Reproduce the lines of the listing exactly, beginning at the top, until the line with "use a predictable" has been reproduced too.

Materials provided START

PR #314, opened 2020-01-15
Make shards reproducible

jelly:
By default the shards binary embeds a build date which makes it
impossible to rebuild due to time differences. Use SOURCE_DATE_EPOCH to
use a predictable timestamp as input for the date function which in turn
makes shards reproducible.

Motiviation: https://reproducible-builds.org

### DIFF
--- a/src/version.cr
+++ b/src/version.cr
@@ -1,7 +1,7 @@
 module Shards
   VERSION    = {{ read_file("#{__DIR__}/../VERSION").chomp }}
   BUILD_SHA1 = {{ `git log --format=%h -n 1 2>/dev/null || echo ""`.stringify.chomp }}
-  BUILD_DATE = {{ `date -u +'%Y-%m-%d'`.stringify.chomp }}
+  BUILD_DATE = Time.unix({{ (env("SOURCE_DATE_EPOCH") || `date +%s`).to_i }}).to_s("%Y-%m-%d")
 
   def self.version_string
     if BUILD_SHA1.empty?


src/version.cr
```diff
@@ -1,7 +1,7 @@
 module Shards
   VERSION    = {{ read_file("#{__DIR__}/../VERSION").chomp }}
   BUILD_SHA1 = {{ `git log --format=%h -n 1 2>/dev/null || echo ""`.stringify.chomp }}
-  BUILD_DATE = {{ `date -u +'%Y-%m-%d'`.stringify.chomp }}
+  BUILD_DATE = {{ `date -u --date="@${SOURCE_DATE_EPOCH:-$(date +%s)}" +'%Y-%m-%d'`.stringify.chomp }}
```
straight-shoota: We must not rely on `--date` which is not available on all platforms. This is a better implementation:

https://github.com/crystal-lang/crystal/blob/42a64909fae022863e68651a3d35f3c45884efc8/src/compiler/crystal/config.cr#L35-L36

straight-shoota: The updated code doesn't work because the result is not assigned to the constant. 

```cr
  BUILD_DATE = Time.unix({{ (env("SOURCE_DATE_EPOCH") || `date +%s`).to_i }})).to_s("%Y-%m-%d")
```

src/version.cr
```diff
@@ -1,7 +1,9 @@
 module Shards
   VERSION    = {{ read_file("#{__DIR__}/../VERSION").chomp }}
   BUILD_SHA1 = {{ `git log --format=%h -n 1 2>/dev/null || echo ""`.stringify.chomp }}
-  BUILD_DATE = {{ `date -u +'%Y-%m-%d'`.stringify.chomp }}
+  BUILD_DATE = {{ (env("SOURCE_DATE_EPOCH") || `date +%s`).to_i }}
+  Time.unix(BUILD_DATE).to_s("%Y-%m-%d")
```
Sija: Something went wrong it seems...

src/version.cr
jelly: Thanks updated the PR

Materials provided END

▸ The answer:
PR #314, opened 2020-01-15
Make shards reproducible

jelly:
By default the shards binary embeds a build date which makes it
impossible to rebuild due to time differences. Use SOURCE_DATE_EPOCH to
use a predictable timestamp as input for the date function which in turn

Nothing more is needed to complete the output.